Saturday 29 June 2013

A Burden of Responsibility

Another beautiful day in Maputo. Its supposed to be mid-winter, but the sky was cloudless all day long and it was balmy T-shirt weather. It really should be paradise. But I don't know. It seems to me that there is more to paradise than a pretty view.
On our way to find a bank this morning (dodging the obligatory Saturday wedding traffic), a beggar , a young man with a wasted, crooked hand knocked on the window. He looked like a burn victim.
In the supermarket, a young boy asked for 5 mts - he was short for the cost of the bread he and his little brother were buying.
Of course, we made ourselves feel better by giving to both.

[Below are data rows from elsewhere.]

Issue #1603, opened 2019-09-16
Create quantpendia for all organisms


kurtwheeler:
### Context

Will build off of https://github.com/AlexsLemonade/refinebio/issues/1601

### Problem or idea

#1601 made it so we can run smasher jobs on just quant files. Now we want to run a smasher job for the full organism for all organisms.

### Solution or next step

This is a two parter:
  1. Make it so compendia jobs can run for just quant files.
  2. Run compendia jobs for all organism.

arielsvn:
We have quantpendias for all organisms now, except mouse, but we're building it for #1587.

PR #1619, opened 2019-09-18
Extend create compendium command to generate quantpendia

kurtwheeler:
## Issue Number

#1603

We want to make a quantpendia for every organism. This command will now do so if the `quant-sf-only` field is set to True.

## Types of changes

## Functional tests

I've run this command from the command line and through Nomad setting the flag to various values and making sure that it gets pass through to the dataset object correctly.

## Checklist


arielsvn:
Are you marking the generated compendia as a quantcompendia somehow? How can we differentiate this one from our regular compendia?

I see that it will get `is_compendia=True` here

https://github.com/AlexsLemonade/refinebio/blob/dev/workers/data_refinery_workers/processors/create_compendia.py#L320

Issue #1572, opened 2019-09-09
Some organisms are missing QN targets that should have them


kurtwheeler:
### Context

We don't have a rat QN target. There's a lot of rat samples so we should be able to make one.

A friend of mine recently remarked that her lot is different from the lot of the overseas expat. She is South African and she said `the Europeans and Americans know they can go home and just leave this behind them - the Africans know it won't change.' I really didn't know how to deal with the comment - just as I don't know how to deal with the poverty which laps at the edges of our comfortable expat lives. I don't know where personal responsibility starts and ends. So we all drank more sangria and changed the subject.
But of course the subject doesn't go away. Here we are, living and working in a country not our own. DB works hard, but earns relatively well and we benefit from a lifestyle not available to the vast majority of Mozambicans. We have a lot, in a land where many have so little. And so we become responsible for people. The children without money for bread, the beggars on the corners and especially the people we employ.
We have three employees: a gardener, an empregada (maid and child carer) and a driver. Our gardener only works with us once a week, but as employers, we have become largely responsible for our empregada and our driver, and therefore for their families too. It is a weight of conscience.
There are supposed to be elections in November, but Renamo (the losers after the civil war) are sabre-rattling up in the North. It is difficult to access the news here because the main language is Portuguese, but, according to my empregada, Renamo have been frightening people up in Tete. She tells me that she doesn't think elections will go ahead and that she is worried about what Renamo will do.
She remembers the war when she was a child living across the bay in Catembe. She remembers the fear and running from her home in the night. She tells me she had an aunt who was captured by Renamo and forced to walk to Pont d'Oura to a work camp. The aunt managed to escape across the border to Swaziland, but was gone for a year, too frightened to cross back into Mozambique. My empregada tells me that Renamo would make parents shoot their small children so that they wouldn't slow down the march to the work camps. She asked me if I have ever had `to run' (for my life).
`What will happen?' my empregada asked. `What will happen if there is trouble? Will all the contractors from overseas go home? Will there be no more jobs?'
What would happen? I suppose we'd run home as fast as we could and the people who have been part of our lives would be left behind.
There is a weight to being an expat worker. You become responsible for people and a country other than your own. It is an uncomfortable weight.